- [What is being asked]
Below are the records. Retype exactly the lines between the lines holding "find the top-level faction" and "This is actually", inclusive.

- [Data for this task]
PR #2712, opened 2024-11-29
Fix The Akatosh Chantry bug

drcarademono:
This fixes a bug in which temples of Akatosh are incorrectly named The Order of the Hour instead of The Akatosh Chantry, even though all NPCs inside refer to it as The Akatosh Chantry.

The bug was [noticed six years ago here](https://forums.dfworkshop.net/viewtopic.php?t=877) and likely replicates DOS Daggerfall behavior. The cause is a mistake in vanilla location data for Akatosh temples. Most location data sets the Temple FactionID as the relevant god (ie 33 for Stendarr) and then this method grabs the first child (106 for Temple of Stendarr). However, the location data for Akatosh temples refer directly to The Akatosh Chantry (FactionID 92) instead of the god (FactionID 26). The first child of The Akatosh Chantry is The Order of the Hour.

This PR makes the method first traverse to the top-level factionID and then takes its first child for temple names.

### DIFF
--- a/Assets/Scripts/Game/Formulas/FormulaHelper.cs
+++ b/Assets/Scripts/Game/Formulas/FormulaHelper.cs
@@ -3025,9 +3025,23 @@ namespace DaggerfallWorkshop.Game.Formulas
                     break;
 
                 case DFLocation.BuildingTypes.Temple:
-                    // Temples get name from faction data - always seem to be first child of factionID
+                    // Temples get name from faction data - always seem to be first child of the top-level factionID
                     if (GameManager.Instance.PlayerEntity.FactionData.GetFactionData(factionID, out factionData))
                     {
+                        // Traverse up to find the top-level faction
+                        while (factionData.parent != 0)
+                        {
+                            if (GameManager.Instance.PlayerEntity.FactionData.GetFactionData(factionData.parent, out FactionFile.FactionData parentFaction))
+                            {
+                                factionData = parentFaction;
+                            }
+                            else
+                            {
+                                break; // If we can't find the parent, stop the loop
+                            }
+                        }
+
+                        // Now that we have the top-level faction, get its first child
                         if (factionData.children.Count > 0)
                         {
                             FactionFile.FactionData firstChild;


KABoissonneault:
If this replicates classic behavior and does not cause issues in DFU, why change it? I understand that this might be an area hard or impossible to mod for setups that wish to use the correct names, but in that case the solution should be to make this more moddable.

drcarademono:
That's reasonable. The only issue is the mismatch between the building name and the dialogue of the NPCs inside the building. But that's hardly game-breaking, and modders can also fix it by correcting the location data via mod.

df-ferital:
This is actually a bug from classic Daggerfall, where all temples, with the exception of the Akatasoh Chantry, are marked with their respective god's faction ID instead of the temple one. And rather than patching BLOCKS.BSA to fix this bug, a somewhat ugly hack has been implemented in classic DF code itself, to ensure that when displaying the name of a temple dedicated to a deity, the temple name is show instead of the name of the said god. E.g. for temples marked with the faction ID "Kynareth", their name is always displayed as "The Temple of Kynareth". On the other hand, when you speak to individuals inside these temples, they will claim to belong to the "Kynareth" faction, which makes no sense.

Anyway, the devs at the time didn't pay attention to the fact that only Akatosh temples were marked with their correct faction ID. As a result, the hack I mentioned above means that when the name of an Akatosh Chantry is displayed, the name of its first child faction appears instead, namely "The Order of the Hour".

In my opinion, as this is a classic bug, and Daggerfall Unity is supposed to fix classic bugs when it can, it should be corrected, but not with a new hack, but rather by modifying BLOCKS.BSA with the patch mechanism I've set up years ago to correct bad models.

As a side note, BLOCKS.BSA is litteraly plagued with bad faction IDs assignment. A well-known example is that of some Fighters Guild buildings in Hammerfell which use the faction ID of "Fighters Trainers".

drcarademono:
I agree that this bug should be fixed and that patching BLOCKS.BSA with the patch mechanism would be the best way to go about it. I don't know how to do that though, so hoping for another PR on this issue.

- [Answer below]
+                        // Traverse up to find the top-level faction
+                        while (factionData.parent != 0)
+                        {
+                            if (GameManager.Instance.PlayerEntity.FactionData.GetFactionData(factionData.parent, out FactionFile.FactionData parentFaction))
+                            {
+                                factionData = parentFaction;
+                            }
+                            else
+                            {
+                                break; // If we can't find the parent, stop the loop
+                            }
+                        }
+
+                        // Now that we have the top-level faction, get its first child
                         if (factionData.children.Count > 0)
                         {
                             FactionFile.FactionData firstChild;


KABoissonneault:
If this replicates classic behavior and does not cause issues in DFU, why change it? I understand that this might be an area hard or impossible to mod for setups that wish to use the correct names, but in that case the solution should be to make this more moddable.

drcarademono:
That's reasonable. The only issue is the mismatch between the building name and the dialogue of the NPCs inside the building. But that's hardly game-breaking, and modders can also fix it by correcting the location data via mod.

df-ferital:
This is actually a bug from classic Daggerfall, where all temples, with the exception of the Akatasoh Chantry, are marked with their respective god's faction ID instead of the temple one. And rather than patching BLOCKS.BSA to fix this bug, a somewhat ugly hack has been implemented in classic DF code itself, to ensure that when displaying the name of a temple dedicated to a deity, the temple name is show instead of the name of the said god. E.g. for temples marked with the faction ID "Kynareth", their name is always displayed as "The Temple of Kynareth". On the other hand, when you speak to individuals inside these temples, they will claim to belong to the "Kynareth" faction, which makes no sense.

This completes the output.